Assigned task ->
Below are records; how many of their lines contain "profile"? Answer with only the number.

*** Given records ***

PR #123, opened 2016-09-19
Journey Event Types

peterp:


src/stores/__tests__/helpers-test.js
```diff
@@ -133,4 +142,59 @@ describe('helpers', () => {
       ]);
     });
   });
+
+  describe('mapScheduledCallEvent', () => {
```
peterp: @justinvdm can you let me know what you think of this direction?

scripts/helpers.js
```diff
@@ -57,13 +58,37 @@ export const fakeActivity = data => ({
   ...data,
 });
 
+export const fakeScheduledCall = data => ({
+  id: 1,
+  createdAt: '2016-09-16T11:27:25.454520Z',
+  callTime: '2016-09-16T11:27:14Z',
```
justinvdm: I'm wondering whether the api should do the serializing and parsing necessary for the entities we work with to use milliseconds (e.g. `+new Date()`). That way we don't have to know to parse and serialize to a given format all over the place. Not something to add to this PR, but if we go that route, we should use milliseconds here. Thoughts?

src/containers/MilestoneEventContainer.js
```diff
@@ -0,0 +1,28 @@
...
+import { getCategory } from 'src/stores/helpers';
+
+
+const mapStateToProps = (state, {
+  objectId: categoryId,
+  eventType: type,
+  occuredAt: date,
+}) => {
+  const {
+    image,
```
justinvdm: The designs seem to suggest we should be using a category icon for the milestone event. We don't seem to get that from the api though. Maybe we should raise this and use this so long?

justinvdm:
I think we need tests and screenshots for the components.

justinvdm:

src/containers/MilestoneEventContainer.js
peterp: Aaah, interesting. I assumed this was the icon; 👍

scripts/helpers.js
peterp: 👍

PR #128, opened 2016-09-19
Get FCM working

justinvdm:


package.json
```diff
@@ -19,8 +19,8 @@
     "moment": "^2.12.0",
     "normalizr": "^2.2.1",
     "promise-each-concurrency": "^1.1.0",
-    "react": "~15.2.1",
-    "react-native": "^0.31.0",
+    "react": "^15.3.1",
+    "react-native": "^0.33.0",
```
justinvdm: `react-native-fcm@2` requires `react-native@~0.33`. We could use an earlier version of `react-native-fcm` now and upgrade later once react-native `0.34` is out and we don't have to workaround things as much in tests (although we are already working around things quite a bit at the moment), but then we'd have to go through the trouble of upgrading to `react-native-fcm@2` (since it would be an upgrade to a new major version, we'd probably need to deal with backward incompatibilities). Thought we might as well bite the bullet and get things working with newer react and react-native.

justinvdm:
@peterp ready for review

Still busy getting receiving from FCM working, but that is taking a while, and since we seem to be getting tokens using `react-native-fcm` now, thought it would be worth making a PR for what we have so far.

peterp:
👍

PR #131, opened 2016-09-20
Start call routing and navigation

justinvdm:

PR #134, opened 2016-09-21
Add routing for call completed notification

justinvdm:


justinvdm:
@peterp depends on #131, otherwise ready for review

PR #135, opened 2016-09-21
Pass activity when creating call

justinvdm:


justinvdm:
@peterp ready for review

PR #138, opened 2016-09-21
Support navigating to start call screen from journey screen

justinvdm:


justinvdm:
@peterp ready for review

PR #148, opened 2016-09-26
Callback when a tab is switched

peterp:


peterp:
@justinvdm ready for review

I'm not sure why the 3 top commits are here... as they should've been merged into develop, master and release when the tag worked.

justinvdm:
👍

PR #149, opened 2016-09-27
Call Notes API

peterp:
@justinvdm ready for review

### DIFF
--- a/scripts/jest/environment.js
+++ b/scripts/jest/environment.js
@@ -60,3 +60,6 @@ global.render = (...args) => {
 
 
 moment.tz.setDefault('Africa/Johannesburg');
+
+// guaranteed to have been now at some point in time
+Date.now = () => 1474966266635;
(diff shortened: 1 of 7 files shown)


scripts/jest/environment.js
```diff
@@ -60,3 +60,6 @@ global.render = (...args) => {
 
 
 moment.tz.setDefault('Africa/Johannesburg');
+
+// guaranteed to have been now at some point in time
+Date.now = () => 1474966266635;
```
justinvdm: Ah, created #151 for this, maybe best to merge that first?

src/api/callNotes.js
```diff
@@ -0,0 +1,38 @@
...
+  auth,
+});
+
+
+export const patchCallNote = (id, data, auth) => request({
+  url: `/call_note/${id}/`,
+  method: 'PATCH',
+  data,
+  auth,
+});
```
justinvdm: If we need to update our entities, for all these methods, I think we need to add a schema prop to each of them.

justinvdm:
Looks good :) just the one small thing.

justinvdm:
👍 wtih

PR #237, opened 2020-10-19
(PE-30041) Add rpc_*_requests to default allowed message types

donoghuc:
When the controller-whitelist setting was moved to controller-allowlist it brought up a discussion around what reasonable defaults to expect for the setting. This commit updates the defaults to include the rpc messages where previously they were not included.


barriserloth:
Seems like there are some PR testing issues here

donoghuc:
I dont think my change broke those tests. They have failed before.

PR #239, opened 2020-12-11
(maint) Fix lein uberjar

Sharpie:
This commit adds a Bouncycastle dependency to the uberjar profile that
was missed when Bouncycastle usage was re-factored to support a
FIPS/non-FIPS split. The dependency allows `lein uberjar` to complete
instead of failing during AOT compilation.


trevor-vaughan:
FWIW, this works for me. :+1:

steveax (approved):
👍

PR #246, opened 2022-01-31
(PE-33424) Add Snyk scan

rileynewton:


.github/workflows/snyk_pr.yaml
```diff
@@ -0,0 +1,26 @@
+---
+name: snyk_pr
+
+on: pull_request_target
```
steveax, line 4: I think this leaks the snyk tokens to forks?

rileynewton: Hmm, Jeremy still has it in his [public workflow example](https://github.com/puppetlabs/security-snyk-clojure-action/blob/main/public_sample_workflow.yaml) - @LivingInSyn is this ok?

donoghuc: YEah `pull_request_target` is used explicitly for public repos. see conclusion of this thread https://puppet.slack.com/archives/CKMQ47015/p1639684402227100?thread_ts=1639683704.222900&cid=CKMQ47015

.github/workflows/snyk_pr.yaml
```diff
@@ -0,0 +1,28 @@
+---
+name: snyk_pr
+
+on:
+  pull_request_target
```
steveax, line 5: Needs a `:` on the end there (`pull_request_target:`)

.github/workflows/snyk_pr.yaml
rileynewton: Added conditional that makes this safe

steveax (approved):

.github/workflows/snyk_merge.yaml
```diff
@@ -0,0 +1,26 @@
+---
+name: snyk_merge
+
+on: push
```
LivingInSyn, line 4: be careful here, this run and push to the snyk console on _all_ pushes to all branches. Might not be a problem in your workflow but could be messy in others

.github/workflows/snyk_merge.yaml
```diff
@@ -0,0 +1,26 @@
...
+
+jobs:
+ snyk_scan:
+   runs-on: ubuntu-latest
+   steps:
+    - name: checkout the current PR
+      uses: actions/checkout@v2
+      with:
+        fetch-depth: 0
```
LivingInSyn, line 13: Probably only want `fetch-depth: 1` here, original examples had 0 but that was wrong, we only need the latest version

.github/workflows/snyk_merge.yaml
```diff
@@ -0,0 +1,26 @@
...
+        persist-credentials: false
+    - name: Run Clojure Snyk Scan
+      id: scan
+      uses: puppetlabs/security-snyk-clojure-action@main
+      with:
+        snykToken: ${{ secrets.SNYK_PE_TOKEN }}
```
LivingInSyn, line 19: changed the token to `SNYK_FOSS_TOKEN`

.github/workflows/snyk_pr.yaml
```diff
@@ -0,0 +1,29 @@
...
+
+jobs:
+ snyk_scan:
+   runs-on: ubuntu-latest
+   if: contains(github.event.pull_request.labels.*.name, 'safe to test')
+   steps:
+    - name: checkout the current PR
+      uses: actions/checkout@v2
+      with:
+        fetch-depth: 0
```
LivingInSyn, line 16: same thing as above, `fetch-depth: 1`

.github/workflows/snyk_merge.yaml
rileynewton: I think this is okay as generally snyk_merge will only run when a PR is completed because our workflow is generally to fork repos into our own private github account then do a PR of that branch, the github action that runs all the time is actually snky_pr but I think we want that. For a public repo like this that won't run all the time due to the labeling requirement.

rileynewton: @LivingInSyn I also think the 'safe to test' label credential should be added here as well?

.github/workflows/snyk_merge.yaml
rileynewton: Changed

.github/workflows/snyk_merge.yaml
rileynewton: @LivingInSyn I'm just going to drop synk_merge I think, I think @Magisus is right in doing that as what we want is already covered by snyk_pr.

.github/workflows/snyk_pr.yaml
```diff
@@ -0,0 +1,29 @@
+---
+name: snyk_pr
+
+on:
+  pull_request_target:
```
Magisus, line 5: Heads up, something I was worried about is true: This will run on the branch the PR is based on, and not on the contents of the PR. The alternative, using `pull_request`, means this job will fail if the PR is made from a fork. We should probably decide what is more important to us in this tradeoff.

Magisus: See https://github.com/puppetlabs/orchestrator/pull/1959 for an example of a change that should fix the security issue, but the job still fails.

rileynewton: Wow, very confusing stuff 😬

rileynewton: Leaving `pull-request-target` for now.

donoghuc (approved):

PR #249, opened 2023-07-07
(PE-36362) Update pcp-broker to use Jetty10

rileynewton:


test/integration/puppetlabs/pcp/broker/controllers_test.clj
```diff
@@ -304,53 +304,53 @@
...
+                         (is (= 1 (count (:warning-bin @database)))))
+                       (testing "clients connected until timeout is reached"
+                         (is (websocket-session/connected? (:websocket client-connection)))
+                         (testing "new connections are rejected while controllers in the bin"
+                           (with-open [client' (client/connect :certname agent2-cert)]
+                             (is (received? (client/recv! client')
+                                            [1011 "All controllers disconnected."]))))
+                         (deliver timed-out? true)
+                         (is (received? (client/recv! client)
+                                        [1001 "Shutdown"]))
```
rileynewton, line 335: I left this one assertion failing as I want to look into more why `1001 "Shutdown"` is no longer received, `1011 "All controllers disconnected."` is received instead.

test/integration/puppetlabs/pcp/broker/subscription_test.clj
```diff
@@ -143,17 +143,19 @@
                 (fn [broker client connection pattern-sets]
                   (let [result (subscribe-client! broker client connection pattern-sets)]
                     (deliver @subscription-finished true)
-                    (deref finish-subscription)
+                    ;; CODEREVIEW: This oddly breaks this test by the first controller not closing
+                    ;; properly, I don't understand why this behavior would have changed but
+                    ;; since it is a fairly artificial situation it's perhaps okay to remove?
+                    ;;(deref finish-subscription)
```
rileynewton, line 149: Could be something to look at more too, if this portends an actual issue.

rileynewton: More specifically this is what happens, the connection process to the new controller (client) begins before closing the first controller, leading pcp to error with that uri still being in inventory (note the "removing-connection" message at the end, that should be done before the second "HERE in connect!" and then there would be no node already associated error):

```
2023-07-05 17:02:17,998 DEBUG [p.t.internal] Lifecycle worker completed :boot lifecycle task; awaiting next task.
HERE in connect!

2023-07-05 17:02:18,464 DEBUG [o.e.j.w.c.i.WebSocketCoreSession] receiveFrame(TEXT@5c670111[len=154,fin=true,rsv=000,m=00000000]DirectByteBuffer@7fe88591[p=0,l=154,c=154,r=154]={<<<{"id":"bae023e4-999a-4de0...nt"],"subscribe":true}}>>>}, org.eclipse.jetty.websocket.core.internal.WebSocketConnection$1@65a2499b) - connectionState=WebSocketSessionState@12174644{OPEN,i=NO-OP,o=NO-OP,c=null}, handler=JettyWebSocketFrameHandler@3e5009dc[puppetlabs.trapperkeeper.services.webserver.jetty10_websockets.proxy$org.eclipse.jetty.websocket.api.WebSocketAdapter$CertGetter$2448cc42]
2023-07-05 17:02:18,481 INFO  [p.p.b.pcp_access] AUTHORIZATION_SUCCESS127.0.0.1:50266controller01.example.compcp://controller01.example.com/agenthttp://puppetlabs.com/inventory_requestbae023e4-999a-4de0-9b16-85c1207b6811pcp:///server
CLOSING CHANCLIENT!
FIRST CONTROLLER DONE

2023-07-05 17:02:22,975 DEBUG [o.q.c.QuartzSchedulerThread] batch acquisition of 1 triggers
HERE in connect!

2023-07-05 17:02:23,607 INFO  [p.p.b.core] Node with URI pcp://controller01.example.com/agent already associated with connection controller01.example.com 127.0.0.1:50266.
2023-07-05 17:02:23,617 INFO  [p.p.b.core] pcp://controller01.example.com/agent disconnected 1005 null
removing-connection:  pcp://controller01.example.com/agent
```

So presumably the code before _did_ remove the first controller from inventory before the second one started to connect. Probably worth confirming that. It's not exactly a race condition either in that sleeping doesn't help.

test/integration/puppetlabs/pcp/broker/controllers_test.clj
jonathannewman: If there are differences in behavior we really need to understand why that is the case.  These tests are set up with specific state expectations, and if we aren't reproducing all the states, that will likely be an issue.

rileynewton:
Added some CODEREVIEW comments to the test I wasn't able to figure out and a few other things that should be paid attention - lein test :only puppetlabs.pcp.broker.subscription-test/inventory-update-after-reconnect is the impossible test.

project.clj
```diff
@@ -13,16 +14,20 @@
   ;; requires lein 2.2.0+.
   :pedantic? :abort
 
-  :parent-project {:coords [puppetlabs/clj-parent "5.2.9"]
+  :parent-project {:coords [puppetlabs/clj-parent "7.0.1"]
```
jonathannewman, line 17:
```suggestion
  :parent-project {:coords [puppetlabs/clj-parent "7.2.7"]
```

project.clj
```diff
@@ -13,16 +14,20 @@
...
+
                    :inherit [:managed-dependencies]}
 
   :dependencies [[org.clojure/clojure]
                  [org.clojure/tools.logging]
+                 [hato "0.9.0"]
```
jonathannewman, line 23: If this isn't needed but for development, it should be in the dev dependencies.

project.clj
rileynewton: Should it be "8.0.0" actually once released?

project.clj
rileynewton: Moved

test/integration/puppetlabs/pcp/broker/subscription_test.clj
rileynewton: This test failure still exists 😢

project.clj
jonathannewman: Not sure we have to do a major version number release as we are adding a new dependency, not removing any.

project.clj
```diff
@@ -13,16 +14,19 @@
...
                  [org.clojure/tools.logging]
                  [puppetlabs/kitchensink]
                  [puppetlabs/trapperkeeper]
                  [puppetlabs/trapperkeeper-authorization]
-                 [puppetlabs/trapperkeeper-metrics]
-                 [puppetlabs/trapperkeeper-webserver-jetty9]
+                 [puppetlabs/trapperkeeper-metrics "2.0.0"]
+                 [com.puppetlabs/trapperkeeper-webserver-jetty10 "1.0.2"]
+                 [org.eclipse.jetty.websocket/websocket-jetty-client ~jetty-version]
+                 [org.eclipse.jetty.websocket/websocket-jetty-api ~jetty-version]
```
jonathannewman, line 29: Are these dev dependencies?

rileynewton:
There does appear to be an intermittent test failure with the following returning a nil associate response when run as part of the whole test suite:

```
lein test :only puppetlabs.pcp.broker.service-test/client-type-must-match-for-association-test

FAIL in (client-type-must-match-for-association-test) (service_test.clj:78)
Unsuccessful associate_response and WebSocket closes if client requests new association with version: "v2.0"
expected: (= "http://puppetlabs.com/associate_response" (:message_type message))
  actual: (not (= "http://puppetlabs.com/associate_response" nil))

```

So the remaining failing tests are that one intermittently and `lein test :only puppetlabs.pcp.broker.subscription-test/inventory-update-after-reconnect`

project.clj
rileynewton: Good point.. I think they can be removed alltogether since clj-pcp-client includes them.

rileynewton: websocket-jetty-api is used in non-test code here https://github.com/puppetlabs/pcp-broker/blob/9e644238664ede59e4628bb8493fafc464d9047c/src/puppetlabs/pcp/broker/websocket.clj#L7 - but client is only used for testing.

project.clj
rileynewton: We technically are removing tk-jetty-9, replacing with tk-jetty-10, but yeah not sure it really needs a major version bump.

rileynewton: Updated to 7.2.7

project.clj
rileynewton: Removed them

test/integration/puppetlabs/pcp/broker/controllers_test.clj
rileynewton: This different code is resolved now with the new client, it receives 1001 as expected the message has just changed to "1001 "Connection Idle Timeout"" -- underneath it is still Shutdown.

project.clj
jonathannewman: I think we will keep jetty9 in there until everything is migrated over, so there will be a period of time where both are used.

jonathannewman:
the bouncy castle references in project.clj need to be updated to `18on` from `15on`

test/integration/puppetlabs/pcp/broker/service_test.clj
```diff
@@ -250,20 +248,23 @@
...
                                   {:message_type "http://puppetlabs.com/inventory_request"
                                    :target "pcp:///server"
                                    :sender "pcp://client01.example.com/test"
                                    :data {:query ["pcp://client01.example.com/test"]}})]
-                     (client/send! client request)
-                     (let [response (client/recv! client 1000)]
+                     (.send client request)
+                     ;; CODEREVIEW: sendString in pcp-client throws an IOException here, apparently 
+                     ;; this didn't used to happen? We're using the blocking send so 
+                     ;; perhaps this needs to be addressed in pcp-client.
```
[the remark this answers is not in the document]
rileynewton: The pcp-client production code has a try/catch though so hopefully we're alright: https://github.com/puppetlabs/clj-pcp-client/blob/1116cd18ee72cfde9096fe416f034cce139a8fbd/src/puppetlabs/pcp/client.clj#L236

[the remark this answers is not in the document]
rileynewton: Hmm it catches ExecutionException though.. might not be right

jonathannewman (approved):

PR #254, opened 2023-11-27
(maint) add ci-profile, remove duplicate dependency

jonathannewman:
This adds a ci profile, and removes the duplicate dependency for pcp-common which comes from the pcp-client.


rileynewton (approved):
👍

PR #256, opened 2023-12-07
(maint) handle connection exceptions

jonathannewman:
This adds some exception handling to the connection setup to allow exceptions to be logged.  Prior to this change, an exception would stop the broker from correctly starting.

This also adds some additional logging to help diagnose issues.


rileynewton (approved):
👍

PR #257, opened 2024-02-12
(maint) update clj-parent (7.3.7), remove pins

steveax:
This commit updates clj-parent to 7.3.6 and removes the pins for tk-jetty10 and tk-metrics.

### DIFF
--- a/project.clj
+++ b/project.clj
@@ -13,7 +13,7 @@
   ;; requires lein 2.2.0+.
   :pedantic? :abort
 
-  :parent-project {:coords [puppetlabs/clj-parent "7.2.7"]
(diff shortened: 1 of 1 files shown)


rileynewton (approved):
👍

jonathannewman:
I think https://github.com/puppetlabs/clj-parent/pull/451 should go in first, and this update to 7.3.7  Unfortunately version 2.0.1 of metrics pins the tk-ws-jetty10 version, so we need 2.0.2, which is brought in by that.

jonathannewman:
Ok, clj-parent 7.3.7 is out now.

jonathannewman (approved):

*** End of Given records ***

Response to the exercise ->
3